Wycliffe Associates Completes Unprecedented Pilot Program
Wycliffe Associates, a global organization that empowers national Bible translators around the world, has successfully completed a pilot program with mother-tongue translators in Asia who were able to draft 48 percent of the New Testament in their language in two weeks, reports Dan Wooding, Founder of ASSIST Ministries.
According to a news release monitored by the ASSIST News Service, the group of Christians, who are in the minority in their nation and suffer ongoing persecution by members of the majority religion, came together for the first time in late 2014 as part of a new translation and training program from Wycliffe Associates called MAST (Mobilized Assistance Supporting Translation).
“The whole translation strategy is based on learning principles that have been tested and proven over a long period of time in a wide range of educational settings,” says Bruce Smith, president and CEO of Wycliffe Associates.
“Rather than a single team translating their way through the Scriptures sequentially, multiple teams of national translators, church checkers, and certified translation consultants translate Scripture portions simultaneously, working in parallel,” continues Smith.
Thirteen national translators were divided into teams of four, and each team was assigned one of the four Gospels: Matthew, Mark, Luke, or John. Next, each team member was assigned a portion of the book. The translators worked 12-hour days and completed approximately 34 verses each day, drafting during the mornings and using a five-step process to check the verses in the afternoons and evenings.
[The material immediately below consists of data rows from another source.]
PR #9094, opened 2026-07-17
fix(updater): stop other and racing app instances from silently killing macOS update installs

brennanb2025:
## Problem

Squirrel.Mac's ShipIt waits for **every** running instance of the installed bundle to exit before applying an update ([`waitForTerminationIfNecessary` → `SQRLTerminationListener`, matched by bundle id + bundle URL](https://github.com/electron/Squirrel.Mac/blob/master/Squirrel/ShipIt-main.m)), and Electron's fork **aborts** with `App Still Running Error` when a matching instance shows up mid-install.

Two real flows hit this (root cause of the "update to v1.4.144-rc.2 doesn't relaunch / stays on the old version" reports; confirmed from ShipIt logs, the updater's install span, and `pmset -g log` on an affected machine):

1. **A second packaged Orca instance is running** — a manually opened copy, or an agent/e2e rig launching `/Applications/Orca.app` with a temp profile (windowless, invisible to the user). "Restart to Update" quits the app, ShipIt waits silently forever, nothing relaunches. Reopening Orca just focuses the old still-running copy, so it reads as "the update didn't take". When the blocking instance finally quits and the install starts, a freshly launched Orca aborts it (observed: 5-minute wait → `App Still Running Error` → stranded on the old version; retry with one instance installed in <1s).
2. **A single-instance user reopens Orca during the install.** ShipIt spends ~4–15s swapping the bundle after the app exits. Click the dock icon in that window and the new process becomes the aborting instance — the user discards their own update without any feedback anywhere.

## Fix

Both ends, macOS-only (the Windows/Linux installers manage running instances themselves), and both fail open so update installs can never be blocked by the guards themselves:

- **Pre-install conflict guard** (`updater-conflicting-app-instances.ts`): before the native install handoff, scan the current user's processes for other pids running this exact executable (mirrors `NSRunningApplication`'s session scope; helpers excluded by path). If any exist, don't start a doomed quit — show an actionable error on the update card naming the PIDs, and record a `quit_and_install_blocked_by_other_instances` lifecycle event so telemetry can measure how often the wild hits this.
- **Relaunch-race launch gate** (`startup/update-install-launch-gate.ts`): the updater drops a version-stamped handoff marker in userData right before the native `quitAndInstall` (cleared on install recovery). At startup — before the single-instance lock and any userData side effects — a launch that finds the marker fresh (≤10 min), is still the **same version** (bundle not yet swapped), and sees this bundle's ShipIt installer alive (argv[0]-anchored process match) exits immediately instead of aborting the install. ShipIt then finishes and relaunches the updated app itself, so the user's click still ends with Orca open — on the new version.

No-lockout guarantees: the post-update relaunch runs a different version → marker cleared, normal start; installer dead (aborted/crashed install) → marker cleared, normal start; stale/corrupt marker, unreadable process table, non-darwin, dev builds → all launch normally.

## Review hardening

“The result was that by the end of two weeks, the group had completed the drafting and checking process for Matthew, Mark, Luke, John, and 1 and 2 Timothy, representing approximately 48 percent of the New Testament. There was no decrease in the quality of the translation compared to traditional translation methods, which can take 25 to 30 years for completion of a New Testament,” added the news release.
“The group hopes to print their first New Testament and also record it in audio by summer, 2015. In the Asian nation where these translators live, there are an estimated 30 to 40 more languages without any of the Bible.”
Smith stated, “This is not the end of the story for either the [group of 13 translators] or for the parallel translation strategy. We have a rapidly expanding number of partners and languages who want to test this strategy as soon as is practical.
“The great news about this is that it will not only increase the number of languages that have Bible translation in progress, but it will also significantly expand the team of trained facilitators—meaning that even more languages can benefit in the years to come!”
Twenty-five other groups have asked Wycliffe Associates to facilitate the MAST strategy for their languages, and Wycliffe Associates has made plans to begin additional translations in 2015 using the MAST program.
About Wycliffe Associates
Organized in 1967 by friends of Bible translators, Wycliffe Associates (empowers national Bible translators to provide God’s Word in their own language; partners with the local church to direct and guard translation work, harnessing their passion and desire for God’s Word; and engages people from all around the world to provide resources, technology, training, and support for Bible translation.
Because millions of people around the world still wait to read the Scriptures in the language of their heart, Wycliffe Associates is working as quickly as it can to see every verse of God’s Word translated into every tongue to speak to every heart. Last year, 2,544 Wycliffe Associates team members worked to speed Bible translations in 66 different countries.
Their History...Their Heart
In 1967, three people deeply concerned about the future of Bible translation—Bill Butler, Dale Kietzman, and Rudy Renfer—realized that translators were spending an increasing amount of their time in non-translation tasks. Building and maintaining facilities, doing office work and accounting, vehicle maintenance, and a myriad of other practical tasks were absorbing more and more of their time. They saw that laypeople with a heart for service and a wide variety of skills could accelerate Bible translation by freeing up thousands of hours of translation time each year.
These three men also knew that volunteering in the mission field would increase Christians’ awareness of opportunities to fulfill the Great Commission by translating every verse of God’s Word into every tongue to change every heart in the world.
And they also knew hundreds of millions were still waiting for God’s Word in their heart language. They had to give these people access to the truth of the gospel—so they could know the God who loves them and desires a relationship with them.